Где-то прошелестел смешок. По сути, многие из присутствующих не верили в установление согласия между племена. Мешала гордыня. И старые счеты. Но перед лицом врага... И ведь храбрости и доблести им было не занимать!
Старец словно прочел их мысли.
-Знаю, никто из вас не обделен ратной доблестью. Вы испытанные, опытные воины. И, представьте себе, сколь выиграет отечество, если эти силы и умение сжать в один кулак!
Один из предводителей нетерпеливо воскликнул:
-Говори, мой ага! Не томи нас ожиданием. Кого же ты считаешь достойным венца?
-Я имею в виду человека, который не проводит время в пиршествах и утехах, а радеет в молитвах и следует по праведному пути, указанному Всевышним, - добронравного и благочестивого шахзаде Мохаммеда Худабенде...
Этот шахзаде был сыном Тахмасиба Первого, внуком Шаха Исмаила Хатаи. По закону, имя его надлежало назвать первым в ряду возможных престолонаследников. Но Мохаммед Худабенде был далек от дворцовых и державных дел, от политических игр, - набожный человек, к тому же страдавший зрением. По возрасту был старшим из шахского дома, но не назвали его именно из-за непричастности к каким бы то ни было кланам. Потому при упоминании его имени в меджлисе воцарилась тишина. Никакое племя не могло предъявить претензии к этой кандидатуре.
Более того, "нейтральность" и доброта шахзаде вселяла надежды на то, что на него относительно легче будет воздействовать, добиваться каких-то милостей и уступок. Никто, даже те, кто не питал особого расположения к Мохаммеду Худабенде и его близким, не мог найти довода против него. Они знали, каков образ жизни шахзаде, обитавшего с семейством в Ширазе. Все почувствовали облегчение. Уставшие от бесплодных и долгих споров и пререканий головы согласно закивали. Раньше всех заговорил военачальник, который с особым вниманием слушал старца.

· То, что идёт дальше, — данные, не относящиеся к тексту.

PR #1762, opened 2020-02-14
Delete builtin_pow.py

youknowone:
Because this is practically identical as Lib/test/test_pow.py


palaviv:
I am not sure about removing the snippets yet. I would suggest that we will discuss this in an issue. My main points are:

- We do not run the CPython tests on Windows yet.
- I would like to try and run some of the snippets in the WASM tests. Running the CPython tests in WASM might prove more difficult.

windelbouwman:
I would like to keep the snippets. They might be useful for future python implementations, since the code is less tight coupled the python unittest module, which we did not have in the beginning.

PR #1763, opened 2020-02-14
Add missing exceptions

youknowone:


vm/src/exceptions.rs
```diff
@@ -361,6 +358,7 @@ pub struct ExceptionZoo {
     pub arithmetic_error: PyClassRef,
```
coolreader18: Do you want to reorder this too to be in line with exceptions.txt?

youknowone: I am neutral, but will do if you want

coolreader18: I think it would be good to have a consistent order for them across the 4 places we list them (ExceptionZoo struct definition, putting all of the exceptions into variables, constructing ExceptionZoo, adding them to `builtins`)

youknowone: fixed it

Issue #1659, opened 2020-01-03
MRO computation in RustPython doesn't seem to implement C3 correctly


cfbolz:
## Feature

I was experimenting with RustPython's implementation of multiple inheritance and it doesn't seem to implement the C3 method resolution order algorithm correctly.

Example 1:

```python
class A:
    pass

class B(A):
    pass

class C(A, B):
    pass
```

This should give an error, but doesn't in RustPython.

Example 2:

```python
class A:
    def f(self):
        print("A")

class B(A):
    def f(self):
        super().f()
        print("B")

class C(A):
    def f(self):
        super().f()
        print("C")

class D(B, C):
    def f(self):
        super().f()
        print("D")

D().f()
```

This should print "A, C, B, D" but prints instead "A, B, D", missing C completely in the mro.

## Python Documentation

There seems to be no great description of the C3 algorithm as part of the docs, but it's described as part of the 2.3 release notes here: https://www.python.org/download/releases/2.3/mro/

IdanDor:
This is now fixed and can be closed.

PR #1764, opened 2020-02-14
Fixes to MRO usage and issue #1659

IdanDor:
Fixed issue `MRO computation in RustPython doesn't seem to implement C3 correctly` RustPython#1659.

To my surprise the C3 algorithm was implemented, however I have found a few problems which cause it to appear like it isn't:
- Bad mro usage in super: starting from the current class mro instead of the original class at the index of the current class. This leads to skipping classes gotten from multiple inheritance.
- A minor error in mro c3 implementation - not keeping local precedence ordering.
- The mro c3 implementation also allowed duplicate base classes. (Not from the issue but I noticed this anyway).

To allow the fix in new class creation I added an optional vm argument.
This allows the class creation to correctly throw type errors at mro errors.
Due to classes being necessary to vm creation in the first place, this argument is optional (and should only be skipped during initial type creation) and if there is an error here, it will panic instead of returning it.

Surprisingly this pr fixes only a single test, which had a problem in its mocking attributes not being found when setting `__iter__` at line 1482.

I'm new to this project and rust in general. Any fixes/corrections/advice will be appreciated.


vm/src/obj/objsuper.rs
```diff
@@ -53,27 +54,30 @@ impl PySuper {
...
-                    if let Ok(item) = vm.get_attribute(class.as_object().clone(), name.clone()) {
-                        if item.payload_is::<PyBoundMethod>() {
-                            // This is a classmethod
-                            return Ok(item);
-                        }
-                        return vm.call_if_get_descriptor(item, inst.clone());
-                    }
+
+        // Super should be the next matching class in the object original class' mro after the current one.
+        let mut mro_iter = match self.obj_type.payload::<PyClass>() {
```
palaviv: You can use unwrap here instead of the `match` with panic.

vm/src/obj/objsuper.rs
```diff
@@ -53,27 +54,30 @@ impl PySuper {
...
+            Some(PyClass { ref mro, .. }) => mro.iter(),
+            _ => panic!("not Class"),
+        };
+        // The type itself is not in its mro, so skip finding the current class if its the type.
+        if !self.typ.is(&self.obj_type) {
```
palaviv: Can we move this validation to the creation of the super?

vm/src/obj/objtype.rs
```diff
@@ -462,19 +470,33 @@ fn take_next_base(mut bases: Vec<Vec<PyClassRef>>) -> Option<(PyClassRef, Vec<Ve
...
 }
 
 fn linearise_mro(mut bases: Vec<Vec<PyClassRef>>) -> Option<Vec<PyClassRef>> {
     vm_trace!("Linearising MRO: {:?}", bases);
+    // Python requires that the class direct bases are kept in the same order.
+    // This is called local precedence ordering.
+    // This means we must verify that for classes A(), B(A) we must reject C(A, B) even though this
+    // algorithm will allow the mro ordering of [C, B, A, object].
+    // To verify this, we make sure non of the direct bases are in the mro of bases after them.
+    for (i, base_mro) in bases.iter().enumerate() {
```
palaviv: Can you add some snippet test for this case?

vm/src/obj/objtype.rs
```diff
@@ -494,9 +516,31 @@ pub fn new(
     _base: PyClassRef,
     bases: Vec<PyClassRef>,
     dict: HashMap<String, PyObjectRef>,
+    optional_vm: Option<&VirtualMachine>,
```
palaviv: Not sure about this... What do you think about doing the unique bases check in the methods that call this instead of here? Maybe this function will return a `Result` instead of a `PyResult`?

vm/src/obj/objtype.rs
```diff
@@ -494,9 +516,31 @@ pub fn new(
...
 ) -> PyResult<PyClassRef> {
+    // Check for duplicates in bases.
+    let mut unique_bases = HashSet::new();
+    for base in bases.iter() {
```
palaviv: `bases.iter().all(move |x| unique_bases.insert(x))`

vm/src/obj/objtype.rs
```diff
@@ -462,19 +470,33 @@ fn take_next_base(mut bases: Vec<Vec<PyClassRef>>) -> Option<(PyClassRef, Vec<Ve
...
+        if item[0].is(&head) {
+            item.remove(0);
         }
-        return Some((head, bases));
     }
-    None
+    Some((head, bases))
 }
 
 fn linearise_mro(mut bases: Vec<Vec<PyClassRef>>) -> Option<Vec<PyClassRef>> {
```
palaviv: This should probably return `Result<Vec<PyClassRef>, String>` so the specific error can be propagated.

vm/src/obj/objtype.rs
```diff
@@ -494,9 +516,31 @@ pub fn new(
...
     dict: HashMap<String, PyObjectRef>,
+    optional_vm: Option<&VirtualMachine>,
 ) -> PyResult<PyClassRef> {
+    // Check for duplicates in bases.
+    let mut unique_bases = HashSet::new();
+    for base in bases.iter() {
+        if !unique_bases.insert(base.get_id()) {
+            let vm = optional_vm
+                .expect("Could not create a class made by internal code due to duplicate bases.");
+            return Err(vm.new_type_error(format!("duplicate base class {}", base.name)));
```
palaviv: Please add a snippet for this case.

IdanDor:
Good suggestions, I shall look into this.
Where should I add the tests? There are quite a few different places (including rust code, at different crates and also at least 2 different python test folders).

vm/src/obj/objsuper.rs
IdanDor: This is more than validation, it also shifts the mro iterator to the correct location ahead. It should probably also be checked in the constructor but it is part of the code here as well.

vm/src/obj/objtype.rs
IdanDor: Returning a result here and unwrapping on caller if he doesn't have a vm is much cleaner. Good idea.

vm/src/obj/objtype.rs
IdanDor: I need the failing class for the error string (so it matches CPython). I could do this twice, first to check if there are duplicates and the second time to find it, but that sounds worse.

vm/src/obj/objsuper.rs
IdanDor: I have decided to simply do the checks at the constructor, calculate everything there, and remember the resulting mro.

coolreader18:
@IdanDor #1766 was merged, do you want to rebase this on the current master?

coolreader18:
Oh, and test code for this would probably best fit in something like `tests/snippets/class.py`

IdanDor:
Yeah, I'll rebase and fix the small conflicts it caused.

coolreader18:
Thanks for contributing!

PR #1766, opened 2020-02-16
Add the typing standard library module, rework tp_new

coolreader18:


tests/snippets/types_snippet.py
```diff
@@ -50,13 +55,17 @@ class D(B, C): pass
...
-    import gc; gc.collect()
-except: # ...while RustPython doesn't have `gc` yet.
-    pass
-
-assert B.__subclasses__() == []
-assert C.__subclasses__() == []
+if gc:
+    # gc sweep is needed here for CPython...
+    gc.collect()
+    # ...while RustPython doesn't have `gc` yet.
```
palaviv: yet...?

coolreader18: Not sure, the comment was there already. I just moved it.

coolreader18:
I think this should be merged first, and I think #1764 implements a subset of the super changes I made, so the changes there might not be necessary? I'm not very knowledgeable on the C3 resolution algorithm, I just based mine off the CPython C code. To be honest, I didn't really know what changes that PR made when I started working on this one; sorry @IdanDor :confounded:

IdanDor:
It's alright, my PR is mostly bug fixes, I agree that this should be merged first.
Even if you missed one of my changes, it would be very easy to add to this code.

vm/src/vm.rs
```diff
@@ -234,8 +234,10 @@ impl VirtualMachine {
                 #[cfg(not(target_arch = "wasm32"))]
                 import::import_builtin(self, "signal").expect("Couldn't initialize signal module");
 
-                import::init_importlib(self, initialize_parameter)
-                    .expect("Initialize importlib fail");
+                self.expect_pyresult(
```
palaviv: This should never happen so I am not sure if we need to print the reason to the user. What would he do in that case?

vm/src/vm.rs
```diff
@@ -490,6 +492,20 @@ impl VirtualMachine {
         self.new_exception_msg(import_error, msg)
     }
 
+    // TODO: #[track_caller] when stabilized
+    pub fn unwrap_pyresult<T>(&self, result: PyResult<T>) -> T {
```
palaviv: Where is this used?

vm/src/vm.rs
coolreader18: It helped when I was breaking stuff and debugging; it's moreso printing a message to the developer.

vm/src/vm.rs
coolreader18: I figured it would be good as a public API, since `unwrap()`ing a `PyResult` doesn't actually show any information for the `Err`.

coolreader18:
@palaviv is this ok to merge?

vm/src/vm.rs
palaviv: Maybe this should be active only in verbose mode?

vm/src/vm.rs
palaviv: How about adding `#[cfg(build = "debug")]` and doing regular unwrap on `release`?

palaviv:
Yes. I added a few comment but they are not critical.

vm/src/vm.rs
coolreader18: Ooh, or maybe I could check for the `RUST_BACKTRACE` environment variable and only print out the Python backtrace there? I'm not sure about the cfg, because I usually test in release mode because it's so much faster.

PR #1774, opened 2020-02-24
Change the name of the _os module to posix/nt

coolreader18:


Lib/os.py
```diff
@@ -43,21 +43,50 @@ def _get_exports_list(module):
...
+    import ntpath as path
+
+    import nt
+    __all__.extend(_get_exports_list(nt))
+    del nt
+
+    try:
+        from nt import _have_functions
+    except ImportError:
+        pass
```
jamestwebber, line 86: Should this order be reversed, given that nt will be deleted?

-Твой совет - наш выбор. Да будет так!
-Да будет так!
-Отныне Мохаммед Худабенде - шахиншах, правитель Иранской державы.
-Да благословит Аллах!
-Мубарек!1
-Поздравим же народ наш...
-Отправим гонца в Шираз...
-Но ведь надо испросить его согласия...
-Как же ему не согласиться?...
-Прежде всего, поздравить надо Перихан-ханум.
Посылать гонца не было не нужды. Но присутствующие об этом еще не знали.
Один из тех, кто хорошо знал нрав старшей жены новоназванного наследника престола - Мехти-Улию - сокрушенно проворчал: "Эх... Видит Аллах, отвергли женщину шахских кровей - Перихан... А теперь, хочешь не хочешь, пляши под дудку худородной шахини..."
Тридцать семь племен сошлись во мнении - в первый и последний раз одобрили и подписались под решением: "Быть шахом Мохаммеду Худабенде".
(О, если б и наши нынешние "тридцать семь" хоть один раз на веку пришли к согласию...)
Кто-то опередив всех, даже государственного визиря - "эшик-агасы" вышел из здания и возгласил у дверей:
-Да здравствует властелин Иран-земина, шахиншах Мохаммед Худабенде!
-Да славится! - подхватили голоса.
-Да славится!
Гонца посылать не пришлось. Ибо уже со дня убиения Исмаила Второго соглядатаи Мехти-Улии, которую иначе звали Хейраниса-бейим1, позаботились о том, чтобы на всем протяжении дороги от Казвина до Шираза расставить через каждые шесть агачей (верст) дозорных вестовых. Они немедля оповещали главного начальника - Мирзу Салмана обо всем, что происходило.